American Express declined to say how its banking initiative is going.

San Francisco-based NextCard has since its inception stated a desire to expand into on-line banking. It said none of the Internet banking initiatives so far offers people a compelling value proposition.

"Our intent is to redefine the banking experience for the Internet consumer," said Richard Goebel, vice president of business development at NextCard. "The banking industry has really not innovated all that much, and we think for that reason you haven't seen the same sort of adoption rates that you've seen at on-line brokerages."

Mr. Goebel would not elaborate on what NextCard is planning or when it might launch new products. He said it is looking into card products such as debit.

Credit cards are a natural way to reach consumers initially, Mr. Goebel said, because you are "giving them money as opposed to asking them for money." That is why NextCard started out that way and plans to expand from there.

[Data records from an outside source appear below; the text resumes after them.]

PR #15, opened 2017-06-15
Add more svg css properties

AgtLucas:
Related to: #14 

Probably we are still missing some svg properties, though.

Issue #14, opened 2017-06-14
Missing `pointerEvents` style attribute


jaredly:

AgtLucas:
@jaredly are you sure? https://github.com/reasonml/reason-react/blob/master/src/reactDOMRe.re#L408 🤔

glennsl:
@AgtLucas That's the prop. SVG CSS properties are largely missing: https://github.com/reasonml/reason-react/blob/master/src/reactDOMRe.re#L915

As are lots of others. It's just a matter of adding them.

AgtLucas:
@glennsl Ah, I see. I'll add then. :)

chenglou:
Do these above 2 solve this?

jaredly:
yup this is solved

PR #17, opened 2017-06-15
Add more svg css properties

AgtLucas:
@chenglou Just pushed more properties here. :)

### DIFF
--- a/src/reactDOMRe.re
+++ b/src/reactDOMRe.re
@@ -912,7 +912,7 @@ module Style = {
     rotation::string? =>
     rotationPoint::string? =>
 
-    /* svg */
+    /* SVG 1.1 - REC */
     alignmentBaseline::string? =>
     baselineShift::string? =>
     clip::string? =>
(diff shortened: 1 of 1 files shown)


chenglou:
kk. Are they complete now? Btw what about https://github.com/reasonml/reason-react/issues/14

AgtLucas:
@chenglou AFAIK is complete now, but we can have a second review.

Which part about the #14?

chenglou:
I'm not too familiar with the pointerEvent. I thought this was related?

src/reactDOMRe.re
```diff
@@ -913,13 +913,33 @@ module Style = {
     rotationPoint::string? =>
 
     /* svg */
```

At the Bank Administration Institute Retail Delivery Conference last week in Miami Beach, NextCard founder and chief executive officer Jeremy Lent got into a debate with Frank Petrilli, president of the discount brokerage TD Waterhouse Group, about the long-term need for brick and mortar.

Mr. Petrilli said his branch network, approaching 200 offices, is "a must," having been instrumental in attracting on-line clients at costs well below industry averages. He described the physical complement to Internet services as "a permanent ad campaign."

Mr. Lent said he can foresee a day when "you don't need a physical presence for any element of financial services. Customers are becoming more and more comfortable" without in-person interactions, and when they need customer-service contact they will be able to get it on the Web.

NextCard recently began a provocative newspaper and magazine advertising campaign. One ad says, "Banks are History, What's next?" in graffito style across a traditional bank facade.

"What we mean by that is that the manner of how you bank is going to be changing," Mr. Goebel said. "And NextCard is going to be part of that."